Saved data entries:
◆ ◆ ◆

PR #2058, opened 2020-09-21
Mention discontinuation uMatrix, mention uBlock advanced mode

dngray:
## Description

Resolves: https://github.com/privacytools/privacytools.io/issues/2057

#### Check List 

* https://deploy-preview-2058--privacytools-io.netlify.app/browsers/#addons

### DIFF
--- a/_includes/sections/browser-addons.html
+++ b/_includes/sections/browser-addons.html
@@ -171,7 +171,7 @@
 {% include cardv2.html
   title="uMatrix: Stop Cross-Site Requests"
   image="/assets/img/png/3rd-party/umatrix.png"
-  description="<strong>uMatrix</strong> gives you control over the requests that websites make to other websites. Many websites integrate features which let other websites track you, such as Facebook Like Buttons or Google Analytics. uMatrix allows 1st party scripts in its default configuration. If you want the default functionality of NoScript consider <a href=https://github.com/gorhill/uMatrix/wiki/How-to-block-1st-party-scripts-everywhere-by-default>blocking 1st party scripts everywhere by default</a>. This addon has been <strong><a href=https://github.com/uBlockOrigin/uMatrix-issues/issues/291#issuecomment-694988696>discontinued</a></strong>"
+  description="<strong>uMatrix</strong> gives you control over the requests that websites make to other websites. Many websites integrate features which let other websites track you, such as Facebook Like Buttons or Google Analytics. uMatrix allows 1st party scripts in its default configuration. If you want the default functionality of NoScript consider <a href=https://github.com/gorhill/uMatrix/wiki/How-to-block-1st-party-scripts-everywhere-by-default>blocking 1st party scripts everywhere by default</a>. <strong>This addon has been <a href=https://github.com/uBlockOrigin/uMatrix-issues/issues/291#issuecomment-694988696>discontinued</a>.</strong>"
   website="https://addons.mozilla.org/firefox/addon/umatrix/"
   privacy-policy="https://github.com/gorhill/uMatrix/wiki/Privacy-policy"
   forum="https://forum.privacytools.io/t/discussion-umatrix/271"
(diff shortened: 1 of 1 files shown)


Mikaela (approved):
LGTM, except that the descriptions are a bit of wall of text especially on mobile and I wonder if some line changes would make it more pleasant to look at.

freddy-m (approved):

3k2:
So what about noscript? far as I can tell it was removed due to fact that umatrix does the same thing now that umatrix isn't being maintained anymore is it good idea to add it back or not?

dngray:
> So what about noscript? far as I can tell it was removed due to fact that umatrix does the same thing now that umatrix isn't being maintained anymore is it good idea to add it back or not?

uBlock advanced can do the same as NoScript, you can disable JavaScript and then enable it for various things.

See [Advanced mode](https://github.com/gorhill/uBlock/wiki/Advanced-user-features) with [dynamic filtering](https://github.com/gorhill/uBlock/wiki/Advanced-user-features). Take a look the differences between [easy mode](https://github.com/gorhill/uBlock/wiki/Blocking-mode:-easy-mode), [medium mode](https://github.com/gorhill/uBlock/wiki/Blocking-mode:-medium-mode), or [hard mode](https://github.com/gorhill/uBlock/wiki/Blocking-mode:-hard-mode).

dngray:
One thing to add, uBlock currently works with Fenix (so if you use Firefox on Android), whereas uBlock does not.

3k2:
> > So what about noscript? far as I can tell it was removed due to fact that umatrix does the same thing now that umatrix isn't being maintained anymore is it good idea to add it back or not?
> 
> uBlock advanced can do the same as NoScript, you can disable JavaScript and then enable it for various things.
> 
> See [Advanced mode](https://github.com/gorhill/uBlock/wiki/Advanced-user-features) with [dynamic filtering](https://github.com/gorhill/uBlock/wiki/Advanced-user-features). Take a look the differences between [easy mode](https://github.com/gorhill/uBlock/wiki/Blocking-mode:-easy-mode), [medium mode](https://github.com/gorhill/uBlock/wiki/Blocking-mode:-medium-mode), or [hard mode](https://github.com/gorhill/uBlock/wiki/Blocking-mode:-hard-mode).

oh yes I forgot about that sorry! I feel kinda sad that umatrix isn't maintained anymore but I suppose it makes sense since ublock can do most of the things what umatrix did. So there's no point maintaining both which essentially do same.

dngray:
> So there's no point maintaining both which essentially do same

That's pretty much what the author said (Raymond Hill) said:

https://github.com/uBlockOrigin/uMatrix-issues/issues/291#issuecomment-694988696

unbranched:
In no way uBlock can replace uMatrix, or I'm missing some functionality:
-I set uBlock in advanced mode to block everything by default globally except images
-I visit a website that doesn't display correctly because of blocked css/third party images
-I allow the first party domain

Now the website works, but this implies enabled cosmetic elements and everything else, including scripts. What if I just want to display the website correctly while not running 1st party scripts? I can't.

I have no other choice than using ublock+noscript .

justjosias:
There's nothing to worry about for now. It will be a while before uMatrix becomes outdated to the point it doesn't make sense to use it.

lynn-stephenson:
We have no intention of recommending EOL software. Even if there are no huge issues with uMatrix.

computeristic:
@unbranched you can allow/block specific elements (images/CSS/DOM/scripts...) on any domain you visit using the logger on ublock. Check [this](https://github.com/gorhill/uBlock/wiki/The-logger) page on the wiki and pay special attention to the 
'Dynamic URL filtering rules'.

unbranched:
@computeristic Thanks, I missed that feature. That's kind of tedious though, compared to uMatrix.

LongJohn-Silver:
> wait, is there a config syntax to make it block eg. all scripts by default? That would be awesome.

Yes, you need do block first and third party scripts if you want to block all by default, although I recommend you to only block third one since otherwise you won't be able to load any website properly, and blocking javascript by default already does that.

Screenshot from 2021-01-20 12-51-09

◆ ◆ ◆

__Aim of the task__. All lines in the entries above that include "essentially" should be found and copied.

__Response__.
oh yes I forgot about that sorry! I feel kinda sad that umatrix isn't maintained anymore but I suppose it makes sense since ublock can do most of the things what umatrix did. So there's no point maintaining both which essentially do same.
> So there's no point maintaining both which essentially do same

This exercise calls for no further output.